Tuesday 22 October 2013

Alzheimer's...

My dad has Alzheimer's.

We, his four adult children, his son-in-law and daughter-in-law, noticed something was wrong beyond the usual forgetfulness, oftern associated with age, in the late Summer of 2011.

We spent months trying to convince each other, (and ourselves), that he wasn't very different to 'usual'.  


We knew nothing of Alzheimer's: of it's insidious creeping up on the victim and his or her friends and family; of it's tendency to hide for a while by it's coming and going.  

Then Christmas came around and Dad came to my house to spend Christmas day.  Last year, we'd sat at the same table to eat our Christmas lunch.  We'd sat on the same settee opening presents, watching TV, chatting, laughing.  But this year my Dad was too quiet.  Too distant.  Confused.

It's been a long and hard road since then.  He was formally diagnosed with Alzheimer's disease mixed with Vacular Dementia , in March 2013.  He was 75 years old.

The Bad Bits 
  • Our dad has aged.  We didn't know that a common symptom of Alzheimer's is a loss of balance.  This has resulted in a lurching and stooped walk. 
  • Our dad is shocked every time we tell him he has Alzheimer's.  It confuses him - even more.
  • Forgetting 'events', not remembering what has happened or is going to happen, is the least stressful symptom - for Dad and for us!  
  • He has lost his reasoning skills.  This means that he sees my brother, (who now lives with him), walk into the kitchen in a dressing gown EVERY MORNING and thinks that he's popped in for a chat.  It means that paying two men £7000 to wash his driveway seemed fine.  Paying them another £7000 a week later to clean the patio in the garden also seemed OK.
  • Medical appointments are frightening for him. His short-term memory is all but gone.  As he holds out his arm for an injection, he's already forgotten why he's been asked to hold it out.
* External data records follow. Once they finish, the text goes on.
PR #4365, opened 2026-09-13
[BugFix] Fix star-import of torchrl.modules.distributions

Anai-Guo:
## Description

`torchrl/modules/distributions/__init__.py` has two problems in `__all__`:

1. **`"distributions"` isn't defined in the module.** The only similar names are `torch_dist` (the `torch.distributions` alias) and `distributions_maps`. Because of this, a star-import fails:

   ```console
   $ python -c "from torchrl.modules.distributions import *"
   AttributeError: module 'torchrl.modules.distributions' has no attribute 'distributions'. Did you mean: 'distributions_maps'?
   ```

   The entry has been there since `__all__` was first added to this file (the pyupgrade lint pass). This PR removes it.

2. **`"LLMMaskedCategorical"` is listed twice.** It was added once in #3041 and again in #3030. This PR removes the second copy.

That's `+0/−2`, and no runtime code changes.

`torchrl.modules` imports `distributions_maps` explicitly, so it isn't affected. If you'd like `distributions_maps` exported from `torchrl.modules.distributions` too, I can replace the stale entry with it instead of deleting it.

## Motivation and Context

Linters don't catch this: ruff and flake8 don't check that `__all__` entries resolve, and nothing in the test suite does a star-import of this module.

Verified against the `torchrl==0.14.0` wheel, whose `distributions/__init__.py` is byte-identical to `main`:
- before: the star-import raises the `AttributeError` above
- after: the star-import succeeds, every `__all__` entry resolves, there are no duplicates, and `import torchrl.modules` still works

## Types of changes

## Checklist

AI-assisted, human reviewed.


coder-jayp (approved):
Thanks LGTM

coder-jayp:
@Anai-Guo Could you also remove the duplicate LLMMaskedCategorical from torchrl/modules/__init__.py

Anai-Guo:
Done — removed the duplicate `LLMMaskedCategorical` from `torchrl/modules/__init__.py` `__all__` in the latest commit. Thanks for the review, @coder-jayp!

Anai-Guo:
Good catch, @coder-jayp — done. I merged current `main` into the branch and the duplicate `"LLMMaskedCategorical"` entry in `torchrl/modules/__init__.py`'s `__all__` is now removed (the diff against `main` shows a single `-"LLMMaskedCategorical",`), so the name is exported exactly once.

torchrl/modules/__init__.py
```diff
@@ -291,4 +290,4 @@
     "symexp",
     "symlog",
     "RandomPolicy",
-]
+]
```
vmoens, line 293: This is blocking, otherwise LGTM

He's in a room he can't remember going into, with a person he doesn't know, having a needle pointed right at him!
  • He forgets to eat, to wash, to clean the house. 
  • We have had to seek out and ask for every bit of practical and emotional support my dad and us, his carers, receive.  We didn't know where to start, what was available, what to ask for.
I won't go on. 

The Good Bits
  • There are good bits.
  • My dad has become nice!  He didn't particulalrly used to be when we were all growing up.  He went through a frightened, shouting, violent stage when the Alzheimer's began to really get a hold - before he was given the right medication. 
  • He was always such a shy, withdrawn, troubled person.  Now he is calmer, kinder, friendlier than he's ever been.
  • He remembers, and talks about, the good things from his past.  They make him happy.
  • He's funny!  He makes jokes!  I'd never known him do this before.
  • He has his family around him. Caring about him. 
  • The people who work at Leicester Social Services Department have all been fantastic, supportive and friendly.
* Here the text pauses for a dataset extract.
PR #4368, opened 2026-09-13
[BugFix] Build TD3Trainer with multiprocessing collectors

### LINKED ISSUE #4366: [BUG] TD3Trainer cannot be built with AsyncCollector, MultiSyncCollector or MultiAsyncCollector (reads collector.env)
## Describe the bug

                        Dad on a happy day with one of his grandsons

Taking Each day as it Comes 

This is how we all live now.  The family.  Somehow, we've settled into a laid-back, (ish), cooperative, supportive unit.  Taking each day as it comes.  Seeing the bright side of watching my dad change.

Last week I took my dad to meet up with the rest of the '25 Year Plus Club' - a reunion of long serving workers from the company he used to work at.  Almost all of them are retirees.  Many are now in their eighties.  My dad didn't remember any of them!  He had a lovely day!  
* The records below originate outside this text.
PR #4370, opened 2026-09-13
[BugFix] Restore TensorDictMaxValueWriter heap entries as tuples on loads

### LINKED ISSUE #4369: [BUG] TensorDictMaxValueWriter raises TypeError on the first write after ReplayBuffer.loads
## Describe the bug

A `TensorDictMaxValueWriter` restored with `ReplayBuffer.loads` cannot be written to anymore. The first `add` or `extend` after loading raises `TypeError: '<' not supported between instances of 'tuple' and 'list'`, both when the buffer still has free slots and when it is full. The buffer that was saved keeps working, so a checkpointed top-k buffer cannot be resumed.

## To Reproduce

```python
import tempfile

import torch
from torchrl.data import LazyTensorStorage, TensorDictMaxValueWriter, TensorDictReplayBuffer


def make_rb():
    return TensorDictReplayBuffer(
        storage=LazyTensorStorage(4),
        writer=TensorDictMaxValueWriter(rank_key="reward"),
    )


rb = make_rb()
rb.extend(TensorDict(reward=torch.tensor([1.0, 5.0, 3.0]), obs=torch.arange(3), batch_size=[3]))

with tempfile.TemporaryDirectory() as path:
    rb.dumps(path)
    restored = make_rb()
    restored.loads(path)

new_data = TensorDict(reward=torch.tensor([2.0]), obs=torch.tensor([3]), batch_size=[1])
rb.extend(new_data.clone())
print(sorted(rb[:]["obs"].tolist()))
restored.extend(new_data.clone())
```

```bash
[0, 1, 2, 3]
  File "/tmp/repro/repro.py", line 26, in <module>
    restored.extend(new_data.clone())
    ~~~~~~~~~~~~~~~^^^^^^^^^^^^^^^^^^
  File "/tmp/repro/torchrl/data/replay_buffers/replay_buffers/base.py", line 106, in wrapper
    return func(self, *args, **kwargs)
  File "/tmp/repro/torchrl/data/replay_buffers/replay_buffers/tensordict.py", line 317, in extend
    index = super()._extend(tensordicts)
  File "/tmp/repro/torchrl/data/replay_buffers/replay_buffers/base.py", line 2194, in _extend
    index = self._writer.extend(data)
  File "/tmp/repro/torchrl/data/replay_buffers/writers/max_value.py", line 264, in extend
    storage_idx = self.get_insert_index(sample)
  File "/tmp/repro/torchrl/data/replay_buffers/writers/max_value.py", line 209, in get_insert_index
    heapq.heappush(self._current_top_values, (rank_data, ret))
    ~~~~~~~~~~~~~~^^^^^^^^^^^^^^^^^^^^^^^^^^^^^^^^^^^^^^^^^^^^
TypeError: '<' not supported between instances of 'tuple' and 'list'
```

With a full buffer the error is the same, raised from the `heapq.heappush` a few lines further down in `get_insert_index`.

## Expected behavior

`restored.extend(...)` behaves like `rb.extend(...)`: the item goes into the free slot, and once the buffer is full, a higher-ranked item replaces the lowest-ranked entry.

## System info

* TorchRL source checkout at `aa442e4b204adf9ea532b981421b4f4c5ed17573`
* Linux, Python 3.13.15
* PyTorch `2.11.0`, NumPy `2.5.2`

## Reason and Possible fixes

The writer keeps its current top values as a `heapq` heap of `(rank, storage_index)` tuples (see `get_insert_index` in `torchrl/data/replay_buffers/writers/max_value.py`). `dumps` saves the heap as a tensor, and `loads` turns it back into Python objects with `tolist()`:

```python
self._current_top_values = MemoryMappedTensor.from_filename(
    filename=path / "current_top_values.memmap",
    dtype=_STRDTYPE2DTYPE[dtype],
    shape=shape,
).tolist()
```

`tolist()` returns `[rank, index]` lists with a float index, for example `[[1.0, 0.0], [5.0, 1.0], [3.0, 2.0]]` for the buffer above. The next write pushes a `(rank, index)` tuple onto that heap, and comparing a tuple with a list raises. `test_max_value_writer_serialize` compares `torch.tensor(...)` of both heaps and never writes after `loads`, which is why it passes. The loading code goes back to #1733.

Rebuilding the entries as `(rank, int(index))` tuples in `loads` fixes it without changing the file format, so existing checkpoints load the same way. I have a patch with a regression test and can open a PR.

Something related I noticed while looking at this: `dumps` builds the tensor with `torch.as_tensor(self._current_top_values)`, which gives float32, so storage indices above `2**24` do not come back exactly (`16777217` is read back as `16777216.0`). That only affects very large buffers and I did not include it in the patch, but saving with `dtype=torch.float64` would avoid it.

## Checklist

yupengtang:
## Description

`TensorDictMaxValueWriter.loads` now restores its heap entries as `(rank, index)` tuples.

`loads` rebuilt the heap from the saved tensor with `tolist()`, which returns `[rank, index]` lists with a float index. The heap is maintained with `heapq` and new entries are `(rank, index)` tuples, so the first `add` or `extend` after loading compared a tuple with a list and raised `TypeError`. The entries are now rebuilt as `(rank, int(index))` tuples. The saved files do not change, so existing checkpoints load as before.

## Motivation and Context

close #4369

`test_max_value_writer_loads_then_writes` saves a partly filled buffer with `dumps`, loads it into a new buffer and writes the same data to both: an `extend` into the free slot, an `add` that replaces the lowest ranked entry, and an `extend` where one item is rejected and the other replaces an entry. Both buffers have to end up holding the entries worked out by hand. The test fails on `main` with the `TypeError` and passes with this change.

* `pytest test/rb` on CPU: 3221 passed, 1139 failed and 1015 skipped, against 3220 passed, 1140 failed and 1015 skipped on `main`. Apart from the new test, the same tests fail on both sides, all because the `_torchrl` C++ extension (segment trees for the prioritized samplers) is not built in my environment.

## Types of changes

## Checklist


test/rb/test_writers.py
```diff
@@ -146,6 +146,32 @@ def test_max_value_writer_serialize(
...
+            )
+
+        rb = make_rb()
+        rb.extend(data([1.0, 5.0, 3.0], [0, 1, 2]))
+        rb.dumps(tmpdir)
+        restored = make_rb()
+        restored.loads(tmpdir)
+        # the restored buffer keeps ranking new data against the loaded entries,
+        # first into its free slot, then by replacing the lowest ranked entry
+        for buffer in (rb, restored):
```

Everyone who knew him came up for a chat.  They told him who they were, how they knew him, and were kind to him.  They reminded him of things they had done together.  The look of amazement on his face, to hear of this life he can't remember, was sad - but also lovely to see.  He was happy - for the whole afternoon.  I was glad to have been the one to take him there.

We don't know what will happen next - how our dad will change.  But we'll cope with that when the time comes...

http://www.alzheimers.org.uk/ 

I'd love to hear your comments.  Either on this post, or about your own experiences of Alzheimer's.







8 comments:

  1. Wow - thanks for sharing this with me. Though I don't have anyone in my life now that has been diagnosed with Alzheimer's - I can certainly appreciate your journey. Thank goodness for a close, supportive family.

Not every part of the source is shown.